In reality I only need an estimate for the chance we flip $20$ times. $20$ is an arbitrary number here, as I would like a bound that applies to any $N$ and the bound should shrink as $N \to \infty$. If possible I'd like the bound to be in terms of the variance of the variables.

I know how to use concentration results to get facts like the following: If I flip $100$ coins $X_1,\ldots, X_{100}$ then for $S =X_1 + \ldots + X_{100}$ Hoeffding's inequality says

$$P (S < 10) = P (S -50 < -40) = P (S -\mathbb E[S] < -40)$$ $$ \le \exp \left( - \frac{2 \cdot 40^2}{100}\right)= \exp \left( - \frac{3200}{100}\right) = e^{-32}.$$

So the probability of getting less than $10$ in $100$ coins is pretty darn small.

From this we can imagine it's very unlikely we'll flip the coin $100$ times in our original problem.

I can't see how to formalise this however, since we cannot easily define variables to capture the $n$th flip since that flip might not exist.

Could anyone give some advice or references on how to approach this type of problem?

Answer 1

What you've described is the negative binomial distribution. We say $X$ has a negative binomial distribution $X \sim NB(r, p)$ if $X$ is the number of independent bernoulli trials of parameter $p$ until we get $r$ 'successes'. So in your example, if $X$ is the number of trials until we get 10 heads, $X$ will have $NB(10, 1/2)$ distribution.
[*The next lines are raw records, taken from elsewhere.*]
PR #867, opened 2026-04-05
Fix glibc-2.43 constness warnings

hhoffstaette:
Glibc 2.43 added C23 const-preserving overloads to various string functions, which change the return type depending on the constness of the argument(s). Currently this leads to warnings from calls to strtok() or strchr() which can break the build e.g. when -Werror is used. Fix this by properly declaring the respective variable types.

### DIFF
--- a/access.c
+++ b/access.c
@@ -99,7 +99,7 @@ static void make_mask(char *mask, int plen, int addrlen)
 	return;
 }
 
-static int match_address(const char *addr, const char *tok)
+static int match_address(const char *addr, char *tok)
 {
 	char *p;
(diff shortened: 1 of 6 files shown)


hhoffstaette:
zlib on MacOS won't build with -std=gnu23 because of old-style protoypes, but that's a zlib problem. It only now surfaces because (presumably) the Homebew action already has autoconf-2.73, which tries to force C23 and therefore makes clang reject old prototypes.
See e.g. https://bugs.gentoo.org/972320

tridge:
@hhoffstaette thanks!

PR #894, opened 2026-05-19
add fileflags option for BSD and others

tridge:
This is based on the fileflags.patch in the rsync-patches archive
needs a bit more work before merging

todo:
 - [ ] --force option is removed, breaking existing usage
 - [ ] need to carefully look at security implications
 - [x] possibly support on linux with chattr (ie. EXT2_IOC_SETFLAGS or similar)
 - [x] need to change path based calls to fd based calls, with RESOLVE_BENEATH


daeho-ro:
Is this PR active? Just in case.

PR #901, opened 2026-05-20
Set defines by OS name if cross-compiling, especially for Android

ribbons:
If `MKNOD_CREATES_FIFOS` is not defined by configure (such as when cross-compiling), `mkfifo()` is available but `mkfifoat()` is not then compilation fails since 30656c5e35.

(I discovered this when trying to cross-compile v3.4.3 for Android, targeting API level 21 which provides `mkfifo()` but not `mkfifoat()`).

This PR adds a configure function check for `mkfifoat` and updates the preprocessor conditional that wraps the call to it in syscall.c to reference `HAVE_MKFIFOAT`.

### DIFF
--- a/.github/workflows/android-static-build.yml
+++ b/.github/workflows/android-static-build.yml
@@ -63,13 +63,8 @@ jobs:
 
           # Bionic doesn't declare lchmod()/lutimes() until API 36, but the
           # symbols link, so configure mis-detects them -- force them off so
-          # rsync uses its fallbacks. The other cache vars restore values
-          # that configure can't probe when cross-compiling (Android runs a
-          # normal Linux kernel, so these match the native Linux result).
-          export ac_cv_func_lchmod=no ac_cv_func_lutimes=no \
-                 rsync_cv_HAVE_SOCKETPAIR=yes \
-                 rsync_cv_MKNOD_CREATES_FIFOS=yes \
-                 rsync_cv_MKNOD_CREATES_SOCKETS=yes
+          # rsync uses its fallbacks.
+          export ac_cv_func_lchmod=no ac_cv_func_lutimes=no
 
           # Self-contained build: drop optional external libraries so the
           # static binary needs nothing at runtime. rsync keeps md5/md4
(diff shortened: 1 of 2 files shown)


tridge:
@ribbons I'm planning to have android builds as part of the main rsync repo, both normal builds and specific termux deb pkgs. Are you interested in helping with that? I'd like android to be tested in CI to ensure it doesn't bitrot

ribbons:
@tridge That sounds great!  Sure thing - happy to help (though with the caveat that I've not used Termux in anger before)!

If you're happy to add another third-party action, I've had pretty good results using [
ReactiveCircus/android-emulator-runner](https://github.com/ReactiveCircus/android-emulator-runner) within Actions and I'm guessing with some fiddling it _should_ then be possible to run the test suite within the emulator as part of the CI.

On the topic of this PR, do you think this is the right approach or is it getting the correct result the wrong way?  I was a bit on the fence before but seeing your workaround in 88393140250b491463bf52900abb6c7bac5ee154 made me think it might be better to adjust configure.ac to automatically set HAVE_SOCKETPAIR, MKNOD_CREATES_FIFOS and MKNOD_CREATES_SOCKETS when cross-compiling and the target is android ?  That would then both fix this specific issue and give the correct feature detection for anyone downstream performing builds.

tridge:
@ribbons I'm leaning towards the auto-set of options, but I'd be happy to declare you as being the rsync on android maintainer and let you decide on the approach. The aim would be that rsync.samba.org downloads has usable android builds for the various architectures and environments that android uses, maybe in an android subdirectory with a readme explaining when to use which one and how to install.
Note that I've found claude quite useful in setting up these CI jobs.

ribbons:
@tridge great, thanks - I've switched this PR to that approach instead and so `HAVE_C99_VSNPRINTF`, `HAVE_SECURE_MKSTEMP`, `HAVE_SOCKETPAIR`, `MKNOD_CREATES_FIFOS` and `MKNOD_CREATES_SOCKETS` should all now get defined automatically when cross-compiling for Android.  I took the liberty of making `HAVE_SOCKETPAIR`, `MKNOD_CREATES_FIFOS` and `MKNOD_CREATES_SOCKETS` set themselves when cross-compiling for _any_ Linux target as unless I'm mistaken it looks like they should apply to anything Linux.

PR #902, opened 2026-05-20
Fix chmod test suite issue on older systems

tridge:
On systems without O_RESOLVE_BENEATH or openat2/RESOLVE_BENEATH the test suite would fail unless the system was specifically skipped in the chmod-symlink-race test. This fixes the issue and broadens the test coverage to all systems.
This fixes a testsuite issue reported on HPE NonStop

### DIFF
--- a/t_chmod_secure.c
+++ b/t_chmod_secure.c
@@ -17,6 +17,11 @@
 
 #include <sys/stat.h>
 
+#ifdef __linux__
+#include <sys/syscall.h>
+#include <linux/openat2.h>
+#endif
+
 int dry_run = 0;
 int am_root = 0;
 int am_sender = 0;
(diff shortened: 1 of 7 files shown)


t_chmod_secure.c
```diff
@@ -30,6 +35,42 @@ short info_levels[COUNT_INFO], debug_levels[COUNT_DEBUG];
...
+		how.flags = O_RDONLY | O_DIRECTORY;
+		how.resolve = RESOLVE_BENEATH | RESOLVE_NO_MAGICLINKS;
+		fd = syscall(SYS_openat2, AT_FDCWD, ".", &how, sizeof how);
+		if (fd >= 0) {
+			close(fd);
+			return 1;
+		}
+		/* ENOSYS = kernel < 5.6.  Fall through to the O_RESOLVE_BENEATH
+		 * probe in case we're a Linux build running on a kernel that
+		 * gained O_RESOLVE_BENEATH via some out-of-tree backport. */
```
xokdvium, line 61: A bit of a drive-by comment, but O_RESOLVE_BENEATH isn't a Linux thing and would never be defined. Nothing like this has been mainlined, so there's nothing to "backport".

Did you have a concrete example of people actually doing this with some hackjobs?

From the manpage:

> FreeBSD's O_RESOLVE_BENEATH semantics are based on
       Linux's RESOLVE_BENEATH and the two are now functionally
       equivalent.

BSD's O_RESOLVE_BENEATH was modelled after Linux's RESOLVE_BENEATH, so it's doubly confusing https://reviews.freebsd.org/D25886

PR #918, opened 2026-05-25
Windows native support (with Microsoft Visual Studio)

SamuelMarks:
```cmd
> cmake -G "Visual Studio 18 2026" -DCMAKE_TOOLCHAIN_FILE="..\vcpkg\scripts\buildsystems\vcpkg.cmake" -A x64 -S . -B build
-- Selecting Windows SDK version 10.0.26100.0 to target Windows 10.0.26200.
-- The C compiler identification is MSVC 19.50.35730.0
[… omitted for brevity]
> cmake --build build --config Debug --parallel
[… omitted for brevity]
```

Which will produce a neat 2MB rsync.exe. Release mode gives a 440KB rsync.exe.


tridge (changes requested):
thanks!
Please add a CI job as well to test this, preferably with it running the test suite

devZer0:
@SamuelMarks wo, we really get a native windows rsync port, i.e. we can really run this without cygwin or WSL? 

but wouldn't this need some little description/announcement or further information , what's being added here and in which way it probably differs from unix rsync? 

what about path names ("\" vs "/") , drive letters and such ?

tridge:
@SamuelMarks where is the auto-win-msvc shim layer referenced by config.h.in?
also, please avoid adding cmake

SamuelMarks:
@tridge https://github.com/SamuelMarks/auto-win-msvc

Bringing rsync (and other ported projects) into the CI; so when that passes we should have some degree of confidence.

@devZer0 still plenty of testing to be done; particularly the introduction of new tests. Lots of Windows stuff is annoying (UTF 16 with BOM on paths that need allocation; UNC paths ; etc.).

tridge:
@SamuelMarks please avoid cmake

PR #909, opened 2026-05-22
fixes for android/termux setup

tridge:

PR #920, opened 2026-05-26
Run test suite in emulator as part of Android build workflow

ribbons:
@tridge - inspired by our initial exchange in #901 here is a proof of concept of running the test suite within the Android emulator under Termux as part of the Android build workflow you set up previously.  The script can also be run locally if a build targeting Android has been done and an Android emulator is running (I've made the script skip installing Termux or Python if they are already installed to make it fairly quick to keep running the tests).

~~I need to have a few more passes through the script to make things cleaner and tidier, add some more checks, write a decent commit message etc but I'm happy to chip away at all that stuff over the next few days if this looks like the kind of approach you'd be in favour of?~~

~~As naming things is always difficult, do you think `android-run-tests` is a logical / consistent name for the script and is under `support` a sensible place for it (very happy to change if you have strong feelings otherwise)?~~

### DIFF
--- a/.github/workflows/android-static-build.yml
+++ b/.github/workflows/android-static-build.yml
@@ -1,13 +1,11 @@
-name: Build static rsync for Android
+name: Test rsync on Android
 
 # Cross-compiles statically-linked rsync binaries with the Android NDK,
 # suitable for dropping onto a phone (adb push / Termux) with no shared
 # libraries. arm64-v8a covers all modern phones; armeabi-v7a covers older
 # 32-bit devices. The binaries are uploaded as workflow artifacts.
 #
-# These are cross-compiled, so the test suite can't run here; we sanity
-# check that each binary is the right architecture, is static, and that
-# it executes (`--version`) under qemu-user.
+# Run the test suite within Termux under the Android Emulator.
 
 on:
   push:
@@ -43,6 +41,8 @@ jobs:
           - abi: armeabi-v7a     # older 32-bit phones
             triple: armv7a-linux-androideabi
             qemu: qemu-arm-static
+          - abi: x86_64
+            triple: x86_64-linux-android
     steps:
       - uses: actions/checkout@v4
         with:
@@ -89,6 +89,7 @@ jobs:
           "$STRIP" rsync
 
       - name: Verify binary
+        if: matrix.abi != 'x86_64'
         shell: bash
         run: |
           set -euo pipefail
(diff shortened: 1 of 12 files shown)


ribbons:
Okay, have mulled this over more and done a bunch of tidying up.  Have moved the script from support to `test-android` at the top level to match other Makefile helper scripts.  Instead of the script calling make and then running the tests, have adjusted the check target so that it automatically runs the helper script if the build has been configured for cross-compilation and `host_os` matches `*android*`.

Also made a bunch of smaller things tidier:
* ~~`CHECK_PROGS` are passed to the helper script for the tar command so that it doesn't
contain a hard-coded list which needs to be kept in sync.~~
* `CHECK_J` is passed through from the Makefile to `runtests.py` to match running the tests natively.
* The files are piped into the emulator directly instead of using a temporary tar file.
* Removed the need for `adb root` as part of setting up the tests.

A few points I probably should have explained when I first opened this PR (but ran out of time):
* I added x86_64 to the build matrix and the tests are currently only run on that architecture as the x86_64 emulator on an x86_64 runner gives (fairly) decent performance compared to emulating ARM on x86_64.
* The x86_64 run is failing because there are tests that currently fail under Android.  I'll work my way through and see which ones are due to bad environment setup on my part vs actual bugs that the test suite is picking up.
* I've pinned the android-emulator-runner version by commit hash [as recommended by GitHub for security reasons](https://docs.github.com/en/actions/reference/security/secure-use#using-third-party-actions) but the downside of this is that it will need to be bumped manually from time to time (or semi-automatically by something like Dependabot).  If you'd prefer a different approach, let me know.
* The helper script automatically downloads the latest version of Termux from their GitHub releases if needed (as well as the python package), as this is only run within the emulator this seems like it should be a manageable risk but again something to be aware of.

Would appreciate some feedback @tridge if you are able - brickbats or bouquets equally welcomed :smile:

ribbons:
All tests should now be passing (or automatically skipping) - a bunch of the failures were due to my only pulling across a subset of the files to the emulator so that was easily remedied.  The others were due to the hard links issue you already discovered so I've cherry picked a couple of your commits from #909 and added a commit of my own to skip the hardlinks section of `alt-dest-deep` and to automatically skip `hardlinks-deep`.

It would probably also be worth adding some different emulator versions to extend the coverage at some point but I'd suggest that's probably best left to a follow-up PR to avoid making this one too much of a monster?

PR #1048, opened 2026-08-13
rrsync: support fd pins in user namespaces

### LINKED ISSUE #1044: [3.5.0 regression] rrsync fails inside a user namespace: "/proc/self/fd/N" ELOOP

To calculate its probability distribution, let's calculate the probability it takes $k$ trials to reach $10$ heads (note $k$ must be larger or equal than $10$ otherwise we can never get $10$ heads). In $k$ trials we need $10$ heads, so this means on the $k$th trial we flip heads. Then on the previous $k-1$ trials we need $9$ heads. The probability we flip $9$ heads in $k-1$ trials is just a binomial distribution, with probability $${{k-1}\choose 9}(1/2)^9(1-1/2)^{k-1-9}={{k-1}\choose 9}(1/2)^{k-1}$$ Then we need to multiply this by the probability the $k$th flip is a head, so the overall probability is $${{k-1}\choose 9}(1/2)^{k}$$

Answer 2

The probability of getting at least $m$ heads after $n$ flips is just $P(X \geq 10)$ where $X ~ Bin(n,\frac{1}{2})$. Does this help?

Answer 3

This is the probability that we get at most $9$ heads in $19$ tosses. That is, $$\sum_{j=0}^9\binom{19}j\frac1{2^{19}}$$

Answer 4

Introduce imaginary extra random variables.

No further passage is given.